* _TASK GOAL_:
In the records below, copy the line that contains "I don't know" and each line after it, word for word, through the last.

BEGIN

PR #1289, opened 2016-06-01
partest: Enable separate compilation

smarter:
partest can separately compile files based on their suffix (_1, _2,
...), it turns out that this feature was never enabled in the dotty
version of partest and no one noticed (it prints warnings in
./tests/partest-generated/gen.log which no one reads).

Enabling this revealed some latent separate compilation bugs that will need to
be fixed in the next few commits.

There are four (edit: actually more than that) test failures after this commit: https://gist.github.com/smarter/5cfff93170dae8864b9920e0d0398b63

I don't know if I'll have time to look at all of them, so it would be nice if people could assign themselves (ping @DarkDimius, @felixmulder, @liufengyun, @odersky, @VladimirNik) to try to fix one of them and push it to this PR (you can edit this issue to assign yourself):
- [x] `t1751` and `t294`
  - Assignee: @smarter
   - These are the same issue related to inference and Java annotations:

END

* _SOLUTION_:
I don't know if I'll have time to look at all of them, so it would be nice if people could assign themselves (ping @DarkDimius, @felixmulder, @liufengyun, @odersky, @VladimirNik) to try to fix one of them and push it to this PR (you can edit this issue to assign yourself):
- [x] `t1751` and `t294`
  - Assignee: @smarter
   - These are the same issue related to inference and Java annotations:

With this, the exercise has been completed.